Réviser avec un TDAH n’est pas une question de volonté. Les méthodes qui marchent pour tout le monde marchent aussi pour vous ; ce qui change, c’est ce qu’il faut ajouter autour. Cet article résume ce que la recherche établit vraiment, et ce que vous pouvez en faire dès aujourd’hui.
Les deux méthodes qui fonctionnent pour tout le monde
Deux techniques ressortent de la recherche sur l’apprentissage, loin devant les autres : le rappel actif (se tester pour retrouver une information de mémoire) et la répétition espacée (revoir cette information à intervalles croissants). Une grande synthèse de 2021, portant sur plus de 169 000 participants, les classe comme les deux plus efficaces jamais mesurées (Donoghue & Hattie, 2021).

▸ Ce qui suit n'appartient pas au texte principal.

Issue #385, opened 2019-12-26
Error and Alert Hint Label are hard coded


stephanerangaya:
![image](https://user-images.githubusercontent.com/723109/71482769-9996d280-2804-11ea-8650-12cec27bd898.png)

At the moment, the text for the Alert and Error hint are hard coded, we should add support for a (optional?) prop to support translations.

```
let errorLabel: string | undefined;
switch (error) {
  case Hint.ErrorType.Error:
    errorLabel = 'Error';
    break;
  case Hint.ErrorType.Alert:
    errorLabel = 'Alert';
    break;
  default:
}
```

PR #423, opened 2020-01-24
fix: Remove hard coded strings for alert and error and added new props

mannycarrera4:
Fixes: https://github.com/Workday/canvas-kit/issues/385
With the translation efforts, we forgot to update the `error` and `alert` labels for the error messages. We also had to add a prop to `FormField` to allow customization.

### DIFF
--- a/modules/form-field/react/lib/FormField.tsx
+++ b/modules/form-field/react/lib/FormField.tsx
@@ -51,13 +51,13 @@ export interface FormFieldProps
    */
   children: React.ReactNode;
   /**
-   * The Label for the error messages. This props is only added for translation, otherwise it shouldn't change
-   * @default Error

Relire ses notes donne l’impression de connaître. Se tester donne le savoir réel. La différence tient à un point simple : retrouver une information la renforce, la relire l’effleure.

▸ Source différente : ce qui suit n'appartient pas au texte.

PR #427, opened 2020-01-26
fix(header): Allow elements to flex correctly in IE11

### LINKED ISSUE #420: Header icons squished in "@workday/canvas-kit-labs-react-header": "3.2.0",

lychyi:
## Summary

An alternative solution from the one proposed in #422

This fixes #420, a bug where the slot containing the nav and icon buttons were getting squished. This was because the slot containing the nav and icons shrunk past the default content size. In addition, icon buttons weren't sized properly in IE11, they need a min-width set, otherwise they collapse.

**Before**:
Screen Shot 2020-01-26 at 12 11 51 PM

[Flexbugs](https://github.com/philipwalton/flexbugs#flexbug-1) describes this bug: "Minimum content sizing of flex items not honored" in IE11.

> The flexbox spec defines an initial flex-shrink value of 1 but says items should not shrink below their default minimum content size. You can usually get this same behavior by setting a flex-shrink value of 0 (instead of the default 1) and a flex-basis value of auto. That will cause the flex item to be at least as big as its width or height (if declared) or its default content size.

By setting a min-width in the `Search` component and `flex: 1 0 auto` in the header (so it respects content sizing), the everything flexes properly in IE11 now.

This PR also adds: 
* a `min-width` equal to the `width` of an `IconButton` so it doesn't collapse if the container gets too small. 
* an `overflow: hidden` to the header shell so stuff doesn't leak out of the header, but I think it's debatable if this needs to be there or is considered a breaking change. @vibdev what do you think?
* an example to the story that shows a dub header without the search bar that #422 added
* a fix for vertical centering by fixing height values in the `Search` component

**After:**
Screen Shot 2020-01-27 at 4 57 01 AM

## Checklist

- [ ] `yarn test` passes
      applicable

### DIFF
--- a/modules/_labs/header/react/lib/Header.tsx
+++ b/modules/_labs/header/react/lib/Header.tsx
@@ -98,7 +98,7 @@ const BrandLink = styled('a')({
   },
 });
 
-const navStyle = ({themeColor, leftSlot}: Pick<HeaderProps, 'themeColor' | 'leftSlot'>) => {
+const navStyle = ({themeColor}: Pick<HeaderProps, 'themeColor'>) => {
   const theme = themes[themeColor];
 
   return css({
@@ -107,7 +107,7 @@ const navStyle = ({themeColor, leftSlot}: Pick<HeaderProps, 'themeColor' | 'left
       flex: `1 0 auto`, // Instead of just flex-grow: 1 for IE11, see https://github.com/philipwalton/flexbugs#flexbug-1
       justifyContent: 'center',
       height: 'inherit',
-      marginLeft: leftSlot ? spacing.xl : 0,
+      marginLeft: spacing.xl,
 
       '& ul': {
         color: theme.linkColor,
@@ -179,9 +179,7 @@ const navStyle = ({themeColor, leftSlot}: Pick<HeaderProps, 'themeColor' | 'left
   });
 };
 
-const ChildrenSlot = styled('div')<
-  Pick<HeaderProps, 'centeredNav' | 'themeColor' | 'isCollapsed' | 'leftSlot'>
->(
+const ChildrenSlot = styled('div')<Pick<HeaderProps, 'centeredNav' | 'themeColor' | 'isCollapsed'>>(
   {
     marginRight: spacing.m,
     // TODO: remove this when we get real icon buttons
@@ -391,7 +389,6 @@ export default class Header extends React.Component<HeaderProps, {}> {
           themeColor={themeColor}
           centeredNav={shouldCenteredNav}
           isCollapsed={isCollapsed}
-          leftSlot={leftSlot}
         >
           {isCollapsed ? (
             // Screen size is smaller than our largest breakpoint so turn nav into a hamburger
--- a/modules/_labs/header/react/lib/Header.tsx
+++ b/modules/_labs/header/react/lib/Header.tsx
@@ -180,7 +180,7 @@ const navStyle = ({themeColor, leftSlot}: Pick<HeaderProps, 'themeColor' | 'left
 };
 
 const ChildrenSlot = styled('div')<
-  Pick<HeaderProps, 'centeredNav' | 'themeColor' | 'isCollapsed' | 'leftslot'>
+  Pick<HeaderProps, 'centeredNav' | 'themeColor' | 'isCollapsed' | 'leftSlot'>
 >(
   {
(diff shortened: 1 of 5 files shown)


modules/_labs/header/react/lib/Header.tsx
```diff
@@ -67,6 +67,7 @@ const HeaderShell = styled('div')<Pick<HeaderProps, 'variant' | 'themeColor'>>(
     WebkitFontSmoothing: 'antialiased',
     MozOsxFontSmoothing: 'grayscale',
     position: 'relative',
+    overflow: 'hidden',
```
lychyi: This prevents stuff from flowing out of the header when the viewport shrinks

vibdev: I don't think we can have this. It block the dropdowns, search autocomplete and avatar menu

modules/_labs/header/react/lib/Header.tsx
```diff
@@ -201,7 +202,7 @@ const ChildrenSlot = styled('div')<Pick<HeaderProps, 'centeredNav' | 'themeColor
     '> *:last-child': {
       marginRight: isCollapsed ? '' : 0,
     },
-    flexGrow: !isCollapsed && centeredNav ? 1 : 'unset',
+    flex: !isCollapsed && centeredNav ? `1 0 auto` : 'unset',
```
vibdev: Is this line doing anything, when I was testing it didn't seem to effect the centering of the menu.

modules/_labs/header/react/lib/Header.tsx
```diff
@@ -104,7 +105,7 @@ const navStyle = ({themeColor}: Pick<HeaderProps, 'themeColor'>) => {
   return css({
     nav: {
       display: 'flex',
-      flexGrow: 1,
+      flex: `1 0 auto`, // Instead of just flex-grow: 1 for IE11, see https://github.com/philipwalton/flexbugs#flexbug-1
       justifyContent: 'center',
       height: 'inherit',
       marginLeft: spacing.xl,
```
vibdev: I think this margin left shouldn't be here when the menu is suppose to be centered, otherwise it is pushed a bit right

modules/_labs/header/react/lib/Header.tsx
lychyi: This allows the nav to be centered in your new example in #422, without it, the inner `nav` element would look like this:

Screen Shot 2020-01-27 at 8 21 23 AM

modules/_labs/header/react/lib/Header.tsx
lychyi: I can't find the specs anymore but at one time it was probably used to compensate for all the margins of the branding. I'll explicitly set it to 0 here (otherwise it sets to 16px somewhere else)

modules/_labs/header/react/lib/Header.tsx
lychyi: 🤦‍♂ That's right, totally forgot about that.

Ce que ça change quand on a un TDAH
Bonne nouvelle : le rappel actif aide les personnes avec un TDAH autant que les autres. Dans une étude de 2023, se tester donnait environ 52 % de bonnes réponses contre 46 % en relisant, pour les deux groupes (Knouse et al., 2023).

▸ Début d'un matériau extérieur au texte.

PR #430, opened 2020-01-28
fix(labs): Remove global type from useTheme hook

lychyi:
## Summary

The global type declaration overrides an internal Workday window object. We are going to remove the type declaration but should also rethink where the fallback should be for an internal use case of `useTheme` (or if we should even include it here?)

## Checklist

- [ ] `yarn test` passes
      applicable


lychyi:
@anicholls newp, I resolved it. I'll merge after checks pass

Mais la même étude pointe une limite honnête : le rappel actif ne compense pas un encodage déficient. Autrement dit, si l’information est mal entrée au départ, se tester dessus ne la fera pas apparaître. C’est le vrai enjeu, celui que la plupart des conseils oublient.
Le levier que personne ne mentionne : soigner l’encodage
Encoder, c’est la façon dont l’information entre. Réviser efficacement avec un TDAH, ce n’est donc pas seulement se tester plus : c’est aussi rendre l’entrée de l’information plus solide. Trois gestes concrets :
- Reformuler avec ses propres mots au moment d’apprendre, plutôt que de recopier. Une idée redite est une idée mieux encodée.
- Relier au déjà-connu : rattacher une notion nouvelle à quelque chose que vous maîtrisez déjà lui donne un point d’accroche.
- Découper un chapitre en petits morceaux plutôt que de l’avaler d’un bloc.
C’est précisément ce que Mindlet cherche à outiller : au moment où une carte est créée à partir de votre cours, l’objectif n’est pas seulement de vous interroger plus tard, mais de vous aider à faire entrer l’information proprement.
Baisser l’effort pour commencer
Le plus dur, avec un TDAH, c’est souvent de démarrer. Chaque étape manuelle avant de réviser (recopier, mettre en forme, organiser) est une occasion d’abandonner. Réduire cet effort de départ est un levier à part entière.
C’est aussi pourquoi transformer automatiquement un PDF ou un cours en cartes prêtes à réviser change la donne : la session commence là où, d’habitude, on renonce.
Une routine réaliste
- Des sessions courtes et régulières valent mieux qu’un marathon. Le rythme « 25 minutes / 5 de pause » convient à beaucoup.
- Laissez l’espacement se faire tout seul. Planifier soi-même ses révisions est un effort d’organisation de plus ; une application le fait à votre place.
- Célébrez la régularité, pas la performance. Les mécaniques culpabilisantes (séries à ne pas briser) se retournent souvent contre les personnes déjà en difficulté d’estime de soi.
Réviser avec un TDAH, ce n’est pas se forcer davantage. C’est utiliser des méthodes qui tiennent, soigner la façon dont l’information entre, et supprimer les frictions au démarrage. Le reste suit.
Cet article présente des méthodes d’apprentissage et de soutien scolaire. Il ne constitue pas un avis médical et Mindlet n’est pas un dispositif de soin. En cas de difficulté, parlez-en à un professionnel de santé.